## EXERCISE DIRECTIONS
Your task is to copy the lines of the data below from the line holding "- Causes confusing" through the line holding "### LINKED ISSUE", inclusive, exactly and with nothing added.

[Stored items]
Issue #660, opened 2026-04-17
bug: message input splits into multiple messages when 3+ consecutive newlines are entered


ms2sato:
## Summary

When composing a message in the AgentConsole message/chat input panel, entering **3 or more consecutive newlines** (i.e., 2 or more blank lines between content blocks) causes the input to be split into multiple separate messages instead of being sent as a single message.

## Observed behavior

Reproduced during Sprint 2026-04-17b retrospective. User typed a multi-section message using 2 blank lines as section separators, and the message arrived in the session as two separate user turns.

Exact trigger suspected: the input component or the posting logic treats a run of ≥3 consecutive newlines (a fully empty line between content) as a message delimiter.

## Expected

A single message containing both content blocks, separated by the blank lines as the user typed them.

## Actual

Two (or more) separate messages, each delivered as an independent user turn to the session. The assistant responds to the first block before the second arrives.

## Impact

- Interrupts flow when composing long / multi-section messages (retrospective reviews, architectural proposals, multi-topic updates)
- Causes confusing mid-composition assistant turns
- User has to avoid natural paragraph spacing to prevent the split

## Repro steps

1. Open a session in AgentConsole
2. In the message input panel, type some content
3. Press Enter three times (or enter two blank lines)
4. Type more content
5. Submit

**Expected**: one message with the full content.
**Actual**: two messages, second one delivered separately.

## In Scope

- Identify the component responsible (likely the message input / chat compose panel in \`packages/client/src/components/**\`)
- Identify where the split occurs (client-side input handling, WebSocket message framing, or server-side message splitting)
- Fix so consecutive blank lines are preserved within a single message

## Out of Scope

- Redesign of the input panel
- Changes to how the assistant renders multi-paragraph responses (this is about input, not output)

## Acceptance Criteria

- [ ] A single submit with 3+ consecutive newlines delivers as one message to the session
- [ ] Blank lines are preserved in the delivered message body
- [ ] Test covers the 3-newline edge case explicitly (unit or integration, whichever catches the actual split point)

## Related

- Sprint 2026-04-17b retrospective — discovered during owner-orchestrator message exchange

PR #793, opened 2026-05-19
fix: wrap PTY-injected text in bracketed paste delimiters

### LINKED ISSUE #792: fix: MessagePanel input dropped on interactive prompts (bracketed paste mode not used)
> **Updated 2026-05-25 after real-device E2E (PR #793 disproved).** The original "missing bracketed paste" diagnosis below was wrong. See the corrected root cause. Prior hypothesis preserved at the bottom for history.

## Symptom

When a Claude Code agent worker is showing an interactive prompt (tool-permission request or AskUserQuestion-style numbered menu) and the user sends a message via the MessagePanel UI to answer it, the typed text is **not reflected**. The injection is treated as a bare Enter, which confirms the default highlighted choice (option 1). Reported from owner dogfooding; started after a recent Claude Code CLI update. Plain (non-prompt) message sends still work.

## Root cause (verified by real-device E2E, high confidence)

The shipping path (MessagePanel -> server -> `injectMessage`) writes the message text to the PTY, then a delayed `\r` as submit. When the agent is at an interactive prompt:

- The injected text lands **on the numbered menu**, which does not route arbitrary text into a free-text field on a single injection (answering free-text on the menu requires the multi-step "Type something -> Enter -> input"). The trailing bare `\r` then confirms the default option.
- This was **not** caused by missing bracketed-paste wrappers. E2E with real `claude` v2.1.150 (instrumented byte log) confirmed bracketed paste **was** applied (`[200~...[201~`) yet PRE-FIX and POST-FIX both produced the same default-option confirmation — i.e. wrapping the text in bracketed paste does **not** change the menu behavior. PR #793's unconditional bracketed-paste approach does not fix this.
- The real change: the previous Claude CLI was **lenient** — unexpected text arriving at a prompt auto-cancelled the menu and flowed into the main composer. The newer CLI removed that leniency, so injected text no longer escapes the menu on its own.

## Correct fix

When the worker is in an **asking / waiting-for-input** state, inject `ESC` (cancel the prompt menu) **then** the text **then** the delayed `\r`. E2E confirmed `ESC + text + \r` reaches the main composer and Claude receives it as a normal message:

```
User declined to answer questions          <- ESC cancels the menu
> Actually my favorite is Durian ...        <- text reaches the composer
(claude responds to it as a normal message)
```

**Gating constraint (owner):** `ESC` must NOT be prepended unconditionally. Sending `ESC` on a normal idle send would interrupt Claude. Apply the `ESC` prefix **only** when the worker is in the `asking` state; otherwise use the current normal-send path unchanged.

## Layer / implementation notes

- The injection call sites are `session-manager.ts:411` (`sendMessage`) and `:754`. The asking state is reachable there via `getWorkerActivityState(sessionId, workerId)` (`session-manager.ts:773`), backed by `activity-detector.ts` `askingPatterns` (`^\s*❯\s+\d+\.\s`, `Esc to cancel`, etc.). Gate the `ESC` prefix on this state — either pass an `isAsking` flag into `injectMessage`, or branch in `session-manager` before the call. (Removal-type / behavior-gating AC: grep the existing surface first — `getWorkerActivityState` and the `AgentActivityState` `asking` value already exist; do not introduce a parallel detector.)
- **Bracketed paste: remove the unconditional wrapping** introduced by PR #793. The Issue #660 soft-newline mechanism (`\r?\n -> \n`, only the final `\r` submits) already handles multi-line bodies; unconditional bracketed paste is redundant and does not fix #792. Only reintroduce a paste wrapper if E2E shows the post-ESC composer needs it for multi-line safety.

## Acceptance Criteria

- [ ] Injection at an `asking`-state worker emits `ESC` then text then delayed `\r`; the text reaches the composer (not the menu) -> unit test on the injection/gating + real-device E2E
- [ ] Injection at a non-`asking` worker is byte-identical to the current normal-send path (no `ESC`) -> unit test (both branches) — why: an unconditional `ESC` interrupts Claude
- [ ] Issue #660 newline behavior preserved (embedded newlines are soft, only the final `\r` submits) -> unit test
- [ ] Boundary cases: content-only / content+files / empty content; `asking` true and false both covered -> unit tests (vacuous/empty must be explicit)
- [ ] No regression on a normal (non-prompt) send: single round-trip with newline / multi-line / Japanese input verified on real device -> E2E
- [ ] PRE-FIX reproduces the bug (text dropped -> default option) and POST-FIX shows the answer reaching the composer, polarity proven by stashing only the fix -> E2E raw paste in PR body

## Prior (incorrect) hypothesis — kept for history

The original body diagnosed the cause as "missing bracketed paste mode handling (`ESC[200~`/`ESC[201~`)" and proposed unconditional bracketed-paste wrapping. This was disproved by E2E (PR #793): bracketed paste was applied but the menu behavior was unchanged. Superseded by the corrected root cause above.

ms2sato:
Closes #792

## Problem

When a Claude Code agent worker shows an interactive prompt and the user answers via the MessagePanel, the typed text was dropped — the injection landed as a bare Enter that confirmed the default highlighted option (option 1). Reported from owner dogfooding after a recent Claude Code CLI update; plain non-prompt sends still worked.

## Root cause

Recent Claude Code enables **bracketed paste mode** (`ESC[?2004h`). `PtyMessageInjectionService.injectMessage` wrote the message text to the PTY without the `ESC[200~ … ESC[201~` paste wrappers, so the modern interactive-prompt input handler discarded it and only the trailing bare `\r` reached the prompt — confirming the default option. The repository had zero bracketed-paste handling.

## Fix

`packages/server/src/services/pty-message-injection-service.ts`: wrap every injected content/file part in bracketed paste delimiters (`\x1b[200~` … `\x1b[201~`), **unconditionally** (not gated on activity-detector state). The final delayed `\r` remains a separate, **unwrapped** submit keystroke; the per-file leading `\r` (submit of the previous part) also stays unwrapped — only the part payload is wrapped. The Issue #660 newline normalization (`/\r?\n/g → \n`) is preserved and the normalized LF newlines now live inside the paste envelope (literal text, never submit).

Two private constants (`PASTE_START` / `PASTE_END`) plus a `wrapPaste()` helper avoid string-literal duplication.

### Sibling call-site (Option A bundle)

Grepping sibling call sites surfaced 6 assertions in `__tests__/session-manager.test.ts` that assert the delegated `injectMessage` byte stream (`session-manager.ts` / `pty-operation-executor.ts` only delegate — no production sibling change needed). Bundled the test-assertion updates in this PR to keep `main` GREEN (Option A per the grep-siblings rule).

## Verification

**Local suite — `bun run test` exit 0:**
- server 2513 pass / 1 skip / 0 fail · client 1386 pass / 2 skip / 0 fail · shared 324 pass · integration 29 pass · scripts/hooks 362 pass
- `bun run typecheck` clean (runs as part of `bun run test`)

**CodeRabbit** (`coderabbit review --agent --base main`): **0 findings**.

**Real-device verification** (deterministic PTY probes against the real `claude` v2.1.144 binary, since the dev environment auto-approves common tool calls and this Claude Code version's permission prompt offers no free-text option — environment/version-specific blocker, documented transparently per CLAUDE.md "Real-device verification"):

1. **Precondition (primary-verified, 3 independent probe runs):** real `claude` emits `ESC[?2004h` — bracketed paste mode is enforced. This is the diagnosed root cause, observed directly (not inferred).
2. **Bug reproduced — PRE-FIX bytes:** at a real Bash-tool permission prompt (`Do you want to proceed? ❯ 1. Yes / 2. … / 3. No`), injecting an un-wrapped answer followed by a delayed `\r` (the exact byte sequence the pre-fix code produced) → the answer text was dropped, the default highlighted **option 1 was confirmed and the command ran**. Exactly the reported symptom.
3. **Fix mechanism verified — POST-FIX bytes:** a `\x1b[200~ … \x1b[201~`-wrapped multi-character injection was correctly received and acted upon by the real `claude` binary (it executed the wrapped instruction). This is the mechanism the fix introduces; un-wrapped text at the new prompt handler does not survive (corroborated by upstream anthropics/claude-code #13183, #47745).
4. **No regression for normal sends:** bracketed-paste wrapping is exactly what a human terminal paste already emits (xterm.js sends `ESC[200~`/`ESC[201~` on paste), so injected normal messages now match the human-paste path; a wrapped composer message was processed normally by `claude` in the probe, and the full unit/integration suite (which exercises the real `injectMessage` byte stream via session-manager) is green.

**Residual risk (honest, matches the Issue's own note):** a pure list-selector permission prompt has no free-text field, so injected text cannot be consumed there by design — that path needs arrow/digit navigation and bracketed paste neither solves nor regresses it. The MessagePanel free-text answer path — the one users hit and the one this fix targets — is the bracketed-paste path and is addressed. Owner dogfood re-verification on a free-text interactive prompt post-merge is recommended as the final gate.

### DIFF
--- a/packages/server/src/services/__tests__/pty-message-injection-service.test.ts
+++ b/packages/server/src/services/__tests__/pty-message-injection-service.test.ts
@@ -1,6 +1,11 @@
 import { describe, it, expect, beforeEach, afterEach, mock, jest } from 'bun:test';
 import { PtyMessageInjectionService } from '../pty-message-injection-service.js';
 
+// Bracketed paste delimiters (DEC private mode 2004) — see Issue #792.
+const PASTE_START = '\x1b[200~';
+const PASTE_END = '\x1b[201~';
+const wrap = (s: string) => `${PASTE_START}${s}${PASTE_END}`;
+
 describe('PtyMessageInjectionService', () => {
   let writeInput: ReturnType<typeof mock>;
   let isWorkerActive: ReturnType<typeof mock>;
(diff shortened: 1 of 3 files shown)


ms2sato:
Closing per owner decision (2026-05-25). Real-device E2E (shipping path MessagePanel->server->injectMessage + real claude v2.1.150, AskUserQuestion free-text, polarity by stashing only the fix) disproved this approach: bracketed paste was confirmed applied (instrumented byte log showed `[200~...[201~`) yet PRE-FIX and POST-FIX both confirmed the default menu option — wrapping text in bracketed paste does not change the numbered-menu behavior. The real root cause is that the newer Claude CLI removed the lenient behavior where unexpected text at a prompt auto-cancelled the menu and flowed to the composer. Correct fix = gate on `asking` state and inject `ESC` + text + `\r` (verified working on real device). Issue #792 root cause has been corrected. Reimplementation proceeds on a fresh branch from origin/main. Thanks to the verification that caught this before merge.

## RESULT BELOW
- Causes confusing mid-composition assistant turns
- User has to avoid natural paragraph spacing to prevent the split

## Repro steps

1. Open a session in AgentConsole
2. In the message input panel, type some content
3. Press Enter three times (or enter two blank lines)
4. Type more content
5. Submit

**Expected**: one message with the full content.
**Actual**: two messages, second one delivered separately.

## In Scope

- Identify the component responsible (likely the message input / chat compose panel in \`packages/client/src/components/**\`)
- Identify where the split occurs (client-side input handling, WebSocket message framing, or server-side message splitting)
- Fix so consecutive blank lines are preserved within a single message

## Out of Scope

- Redesign of the input panel
- Changes to how the assistant renders multi-paragraph responses (this is about input, not output)

## Acceptance Criteria

- [ ] A single submit with 3+ consecutive newlines delivers as one message to the session
- [ ] Blank lines are preserved in the delivered message body
- [ ] Test covers the 3-newline edge case explicitly (unit or integration, whichever catches the actual split point)

## Related

- Sprint 2026-04-17b retrospective — discovered during owner-orchestrator message exchange

PR #793, opened 2026-05-19
fix: wrap PTY-injected text in bracketed paste delimiters

### LINKED ISSUE #792: fix: MessagePanel input dropped on interactive prompts (bracketed paste mode not used)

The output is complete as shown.